Self-replication and its exact definition have been at the center of much debate. A fundamental principle is that an individual (i.e., an entity) undergoes a transformative process that results in a copy that is also an independent individual (i.e., a new entity). With this in mind, we define a cluster as a self-replicating cluster if its evolution can, in principle, produce at least two exact copies, each of which can be directly traced back to the original cluster. This definition requires that each offspring cluster is causally dependent on the original parent cluster, and not on any other offspring. A glider does not satisfy this condition because each subsequent copy depends causally on the previous one, forming a single linear chain of descent rather than a branching phylogeny of independent offspring. A glider gun is not a self-replicator as it produces copies of gliders, not of itself. To our knowledge, no self-replicating clusters have been identified in GoL. There are, however, informal reports of self-replicating formations, but these do not appear to have been published in formal literature.

Beyond classification, we informally define replication effectiveness as a cluster’s relative ability to reproduce reliably, frequently, and across varying conditions, providing terminology for later comparisons.

Our definition can be extended to apply to formations (i.e., a collection of disjoint clusters). In addition, our definition could also be amended to include approximate copies to allow for mutations. However, in this work, for technical reasons, we only consider clusters and perfect copies. This is a departure from ref. 1, which defines a cluster to include rotational variants.

Finally, we formalize what we mean when we use the general term replicator. We have defined a self-replicating cluster and self-replicating formation as patterns that evolve in such a way that they result in derived copies. When we use the term self-replicating entity, or simply self-replicator, we refer to an entity—the set of patterns that evolves over time—that instantiates replication.

We return for a moment to Langton’s Loop to illustrate a key insight. Even under fixed and deterministic rules, replication outcomes depend on environmental context. Loop 2 (the second loop to develop in Fig. 2) is governed by the same update rules as its parent (Loop 1), yet it fails to replicate four times, as its parent does, because it encounters a neighboring structure (in the form of its parent) that constrains its replication. Replication is not solely a property of an individual, but also depends on the state of the environment. In this case, loops require empty space to grow. The same replicator may succeed or fail depending on whether its surroundings support the conditions necessary for replication. Depending on the context, replication may require access to energy or resources, or other exacting conditions. Humans, for example, are not effective replicators when food is scarce, and we will fail to replicate entirely if we are not in an oxygen-rich environment!
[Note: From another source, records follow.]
PR #2583, opened 2026-08-19
feat(openedx): collect static/ content files instead of discarding them

blarghmatey:

MIT Learn ETL → OL Data Platform migration, Cohort 4 (complex extraction / ContentFiles): https://github.com/mitodl/hq/issues/11513

**Bottom of a stack.** This layer only changes what the archive walker collects. The extraction assets that consume it, and the `integrations__learn__content_files` model above them, are the layers on top.

Cohort 4 moves ContentFile text extraction onto the data platform — the platform runs Tika and publishes extracted text, instead of MIT Learn re-extracting course archives itself. That work needs the course's actual content files, and `process_course_xml_blocks` could not supply them.

It skipped `drafts/`, `assets/` and `static/` **before** the non-XML branch, so their bytes were discarded along with their XML:

```python
if block_type in {"drafts", "assets", "static"}:
    continue
# NOTE: This check must come before the non-XML branch so that non-XML
# files in these directories (e.g. draft images, PDFs) are also excluded.
```

Per the [OLX reference](https://docs.openedx.org/en/latest/educators/olx/directory-structure.html), `static/` "contains the files used in a course, such as images or PDFs" — so the bundle was structurally unable to carry course content. The comment in the excluded branch even named PDFs as something it was dropping.

**One check was answering two different questions.** *"Is this a course block type?"* is correctly **no** for all three directories. *"Should these bytes be collected?"* is a separate question with a different answer per directory, and conflating them is what discarded the content. The fix separates them rather than loosening the predicate:

- **`drafts/`** — skipped entirely. It is the Studio draft workspace, so its contents are unpublished and must never reach the catalogue. Note the old uniform rule got this one right, but for the wrong reason; making the reason explicit is what stops a later edit from regressing it.
- **`assets/` and `static/`** — still never parsed as blocks, but their non-XML payload is now collected.
- **XML inside those two** — skipped rather than collected: course XML comes from the block directories, and a document extractor has nothing to do with an XML manifest.

**`assets/` is not in the documented export layout.** It does appear in real archives, and the original author classed it as file storage alongside `static/`, so it is treated the same on that reasoning. Calling this out because it is the one part of the change not backed by the OLX reference.

**What I could not verify.** The integration tests run against real course archives from `~/Downloads`, which are not present here (and are skipped in CI). So the change is verified against the OLX reference documentation and the synthetic fixture, not against a production archive. Worth someone running `pytest tests/lib/test_openedx_integration.py -m integration` with real archives before merge — that suite is exactly what would catch a wrong assumption about real-world layout.

I also dropped two claims I had initially written and could not substantiate: that the XML under `static/` is `assets.xml` (the documented asset manifest is `policies/assets.json`), and that subtitles are specifically `static/subs_*.srt.sjson` (widely-used convention, but the docs do not state it).

### Behavioural change worth flagging explicitly

This changes `CourseStaticAssetsBundle.data_version` for any course with static content, because the hash covers the collected bytes. `course_static_assets` carries `automation_condition=upstream_or_code_changes()`, so **affected partitions will re-materialize on the next run.**

### How can this be tested?

```
cd packages/ol-orchestrate-lib
uv run --with pytest-cov pytest tests/lib/test_openedx.py -q
```

Actually run on this branch:
- `tests/lib/test_openedx.py` — **40 passed**
- full `packages/ol-orchestrate-lib` suite — **197 passed, 80 skipped**
- `dg_projects/openedx` suite (the consumer of this function) — **25 passed**
- `pre-commit run` on the changed files — passes

Four new tests pin the behaviour that matters, rather than just the happy path:
- `..._collects_static_content_files` — PDFs, subtitles and images from `static/` are collected
- `..._drafts_never_collected` — draft content is withheld from **both** block parsing and file collection
- `..._file_storage_xml_is_neither` — XML under `static/` is neither a block nor a collected file
- `..._manifest_types_content_files` — the manifest carries the `mime_type` the extraction layer above dispatches on

The existing `..._structural_dirs_excluded` test is unchanged and still passes: those directories are still never block *types*.

### Additional Context

The upstream integration test previously asserted the old contract (`no files from excluded structural directories are present`); it now asserts only that draft content is withheld.


blarghmatey:
## Validated against a real course export

The "what I could not verify" caveat in the description is now resolved. I pulled `course-v1:MITx+14.310x+3T2021` (152 MiB) from `s3://ol-data-lake-landing-zone-qa/mitxonline/openedx/raw_data/course_xml/` and ran `process_course_xml_blocks` against it directly.

**The OLX reference was right, and the scale of what was being discarded is larger than I assumed.** Top-level file counts in the archive:

| dir | files |
|---|---|
| **static** | **1,672** |
| problem | 782 |
| vertical | 688 |
| html | 364 |
| video | 305 |
| drafts | 12 |
| assets | 1 |

`static/` is the **single largest directory in the export**, and on `main` every one of those 1,672 files is dropped. Its contents are exactly what Cohort 4 needs: 116+ PDFs, 302 `.srt` and 720 `.srt.sjson` subtitles, alongside images, `.R` scripts and CSVs.

Results on this branch:
- **1,874 files collected** (1,672 from `static/`, 182 from `html/`, plus `about/`, `tabs/`, `info/`, `policies/`)
- **2,028 XML blocks still parsed** — block parsing is unaffected
- **`drafts/` withheld**, asserted explicitly; no draft file reached the bundle
- `manifest.file_count` agrees with the collected file count

Two details worth noting, both of which turned out to matter downstream:

**Filenames in `static/` contain dots.** Real examples: `14.310x Syllabus.pdf`, `14.310_Lecture_15_Segment_03-_Part1.srt`, `subs_-GQxFdhr_qU.srt.sjson`. Anything deriving a type by splitting on the *first* dot gets all three wrong. Last-suffix matching is load-bearing, and the layers above this one depend on it.

**`assets/` exists in a real export**, with one file — the description notes this directory is not in the documented OLX layout, and that is confirmed: it is present but nearly empty here.

The one thing still not covered: this is a single course from one deployment. `packages/ol-orchestrate-lib/tests/lib/test_openedx_integration.py -m integration` against a spread of archives remains worth running before merge.

packages/ol-orchestrate-lib/src/ol_orchestrate/lib/openedx.py
```diff
@@ -494,9 +494,24 @@ def process_course_xml_blocks(  # noqa: C901, PLR0912, PLR0915
...
+    - ``drafts/`` is skipped entirely. It is the Studio draft workspace, so its
+      contents are unpublished and must not reach the catalogue.
+    - ``assets/`` and ``static/`` are never parsed as blocks, but their non-XML
+      contents ARE collected. Per the OLX reference, ``static/`` "contains the
+      files used in a course, such as images or PDFs"
+      (https://docs.openedx.org/en/latest/educators/olx/directory-structure.html),
+      which makes it the source of the documents ContentFile text extraction
+      consumes. Excluding it left the bundle structurally unable to carry course
+      content. ``assets/`` is not in the documented export layout but appears in
+      real archives; it is treated the same way on the same reasoning.
```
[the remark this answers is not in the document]
blarghmatey: Confirmed and fixed in ba7e94b. Reproduced first: two archives differing only in a static file's name both hashed to 785c6c82..., so the S3 key was reused and every downstream data_version_changed() check missed the rename. The path is now hashed alongside the bytes, length-prefixed so a shifted path/content boundary can't collide ("ab"+"c" vs "a"+"bc"). Three tests: the rename, the shifted boundary, and that identical content still hashes stably.

packages/ol-orchestrate-lib/tests/lib/test_openedx.py
```diff
@@ -256,15 +269,65 @@ def test_process_course_xml_blocks_static_assets(sample_course_archive):
...
+    This is the input ContentFile text extraction consumes: uploaded PDFs and
+    subs_*.srt.sjson subtitles live in static/, and excluding them would make the
+    bundle structurally unable to carry course content.
+    """
+    archive_path, _ = sample_course_archive
+    _, bundle = process_course_xml_blocks(archive_path, "prod")
+    paths = [p for p, _ in bundle.files]
+
+    assert "static/syllabus.pdf" in paths, "Uploaded PDFs must be collected"
+    assert "static/subs_video1.srt.sjson" in paths, "Subtitles must be collected"
```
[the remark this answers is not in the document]
blarghmatey: Verified — the premise holds but the consequence doesn't. mimetypes does return application/octet-stream for .sjson, but nothing downstream dispatches on MIME: is_transcript() and transcript_text() both key on Path(...).suffix.lower(), which is also why subs_<id>.srt.sjson resolves as SJSON rather than SRT. The manifest mime_type is descriptive metadata, not a dispatch input. Adding a .sjson MIME mapping would also make _content_type() report application/json, which is now in SUPPORTED_CONTENT_TYPES — harmless only because the is_transcript check runs first. Not adding it; it would create a second, MIME-based path to a decision that is deliberately suffix-based.

packages/ol-orchestrate-lib/src/ol_orchestrate/lib/openedx.py
```diff
@@ -588,6 +610,11 @@ def process_course_xml_blocks(  # noqa: C901, PLR0912, PLR0915
                     static_assets.append((relative_path, file_data.read()))
```
mbertrand: The bundle now holds all of static/ in memory as a list of byte strings, and static/ is where the bulk of a big export lives. I streamed the three largest QA archives to check: they are ~99% static/ — 1286 MiB of static files in `TEST+BACKUPTEST101+3T2019` (xpro), 733 MiB in `xPRO+AMX+R21` (a real course), 1167 MiB in `TestX+8.02.1x+1T2023`. 15 QA courses have archives over 500 MiB. Run pods request 1Gi / limit 8Gi, so a single run fits, but the re-materialization wave could put several GiB-scale runs on nodes that only reserved 1Gi each. Not blocking — but worth either bumping the memory request, or streaming the bundle to a temp file instead of `list[tuple[str, bytes]]` so it stays flat regardless of course size.

packages/ol-orchestrate-lib/tests/lib/test_openedx.py
```diff
@@ -569,3 +632,68 @@ def test_un_nest_course_structure_survives_a_library_reference():
...
+
+
+def test_data_version_distinguishes_a_shifted_path_content_boundary(tmp_path):
+    """Length-prefixing keeps a path/content split from being ambiguous.
+
+    Without it, concatenating path and bytes lets two different bundles hash
+    identically when the boundary moves -- "ab" + "c" and "a" + "bc".
+    """
+    one = _archive_with_static(tmp_path, "one", {"ab.txt": b"c"})
+    two = _archive_with_static(tmp_path, "two", {"a.txt": b"bc"})
```
mbertrand: This test can't actually fail — the `.txt` extensions break the ambiguity it guards against. Naive concatenation of `static/ab.txt`+`c` and `static/a.txt`+`bc` already differ, so it passes even without the length-prefixing. The genuinely ambiguous pair is extension-less:

```suggestion
    one = _archive_with_static(tmp_path, "one", {"ab": b"c"})
    two = _archive_with_static(tmp_path, "two", {"a": b"bc"})
```

(verified `static/ab`+`c` and `static/a`+`bc` concatenate to identical bytes)

packages/ol-orchestrate-lib/src/ol_orchestrate/lib/openedx.py
```diff
@@ -509,9 +509,24 @@ def process_course_xml_blocks(  # noqa: C901, PLR0912, PLR0915
     Non-XML files (e.g. SRT subtitles, HTML content, PDFs) are collected and returned
     as a CourseStaticAssetsBundle containing the raw files, a content-addressed
     data_version (SHA-256 of all file contents sorted by path), and a manifest JSON
```
mbertrand: This docstring is out of date: it says the hash covers file contents only, but the path-hashing commit (b320b68) made it cover the file paths too, so a rename changes data_version now. The `data_version` field description on `CourseStaticAssetsBundle` says the same thing and needs the same fix.

packages/ol-orchestrate-lib/tests/lib/test_openedx.py
```diff
@@ -256,15 +269,65 @@ def test_process_course_xml_blocks_static_assets(sample_course_archive):
...
+    subs_*.srt.sjson subtitles live in static/, and excluding them would make the
+    bundle structurally unable to carry course content.
+    """
+    archive_path, _ = sample_course_archive
+    _, bundle = process_course_xml_blocks(archive_path, "prod")
+    paths = [p for p, _ in bundle.files]
+
+    assert "static/syllabus.pdf" in paths, "Uploaded PDFs must be collected"
+    assert "static/subs_video1.srt.sjson" in paths, "Subtitles must be collected"
+    assert "static/logo.png" in paths, "Uploaded images must be collected"
```
mbertrand, line 328: The fixture here has a static/ dir but no assets/ dir, so the claim that assets/ files are collected is only tested in the integration suite — and that suite is skipped in CI. Adding one file under assets/ to the fixture and asserting it appears in the bundle would get that covered by a test CI actually runs.

mbertrand (approved):
Left a few comments about things that might be good to address before merging but don't seem to be blockers.

packages/ol-orchestrate-lib/src/ol_orchestrate/lib/openedx.py
blarghmatey: Fixed in fea9f44: process_course_xml_blocks now streams each member into the tar.gz as it walks the source archive and returns the path, so peak memory is one chunk regardless of course size. Both asset callers drop their re-bundling loop. Kept the write in source-archive order on purpose — a sorted second pass seeks backwards through the gzip stream, which costs a full re-decompression per member on exactly the GiB-scale archives you measured; the version stays order-independent by hashing per-file digests combined in path order.

packages/ol-orchestrate-lib/tests/lib/test_openedx.py
blarghmatey: Fixed in fea9f44: took the extension-less pair. Also worth flagging — the hash now combines fixed-width per-file digests rather than concatenating raw bytes, so that ambiguity class is structurally gone; the length prefix on the path stays and the test now reads as the property check it is.

packages/ol-orchestrate-lib/src/ol_orchestrate/lib/openedx.py
blarghmatey: Fixed in fea9f44: both the function docstring and the data_version field description now say the digest covers each file's path and contents, so a rename moves the version.

packages/ol-orchestrate-lib/tests/lib/test_openedx.py
blarghmatey: Fixed in fea9f44: the fixture now has assets/handout.pdf and test_process_course_xml_blocks_collects_static_content_files asserts it lands in the bundle, so the assets/ path is covered by a test CI runs.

Fig. 2: Illustration of Langton’s self-replicating loop.
figure 2

Loops, which may appear simultaneously, are labeled by order of appearance.

In summary, an individual need not be a cluster (a connected collection of alive cells) nor must it be a static entity. In the following section, we will discuss how, in the Outlier CA, replication often involves disjoint, spatially separated clusters that nonetheless function together as a cohesive unit, compelling us to reconsider what it means for something to count as an individual. The idea that multiple disjoint evolving clusters can comprise a replicating entity stems from ref. 1 but, to our knowledge, has not been explicitly quantified using the methods described in the following section.

To test our framework for identifying and analyzing self-replication in cellular automata, we required a CA with a rule set capable of producing complex, emergent behaviors, including the potential for spontaneous replication. While our methods are rule-agnostic, requiring only deterministic transitions and binary cell states, and so can be applied to any CA meeting these criteria, we chose the recently discovered Outlier rule as a testbed due to its uniquely rich dynamics and documented multi-scale pattern formation.

The Outlier rule is a binary CA transition function documented in ref. 1 that operates on a two-dimensional grid. Unlike more classic CA rules, such as Conway’s Game of Life, the Outlier rule was not hand-designed but evolved via novelty search, prioritizing behavioral diversity and the potential for open-ended evolution. Among hundreds of thousands of rules evaluated, the Outlier rule was notable for producing recurrent structures from sparse, unstructured initial conditions. The Outlier rule stands out among CAs for its ability to support multi-scale structures without engineered initial states or multistate logic, making it a compelling platform for studying distributed individuality and the dynamics of replication in minimalist systems.

The Outlier rule is a mathematical function that takes nine inputs—the cell states of a 3 × 3 neighborhood — and returns the state of the center cell on the next update. The function contains 271 steps, each executing either AND or XOR on a pair of inputs or the results of prior steps. Although internally represented as a multi-step logic, the function can be fully described as a static mapping between all 512 3 × 3 binary neighborhood states and their resulting center cell states. To be clear, the algorithmic description used to generate the outlier rule is simply an artifact of its discovery process; the outlier rule is no more complex than any other explicitly defined binary CA acting on 3 × 3 neighborhoods.

In this study, we performed our analysis using a 1024 × 1024 grid with periodic boundary conditions. We initialized the system with the same seed cluster (c0) that was used in ref. 1 as this is a simple pattern that does not result in early extinction. Figure 3 shows the first five time steps (ticks) of the outlier rules evolution, starting with c0. The CA was run for 20,000 ticks. Around tick 10,000, alive cells crossed the periodic boundary, eliminating the previously uninterrupted leading edge. Before this transition, two distinct dynamic regimes were present: (1) the leading edge region, where the CA expanded into empty space, and (2) the internal region, behind the leading edge, where interaction among patterns resulted in more chaotic behavior. After ~10,000 ticks, only the interior region with its more chaotic dynamics remained.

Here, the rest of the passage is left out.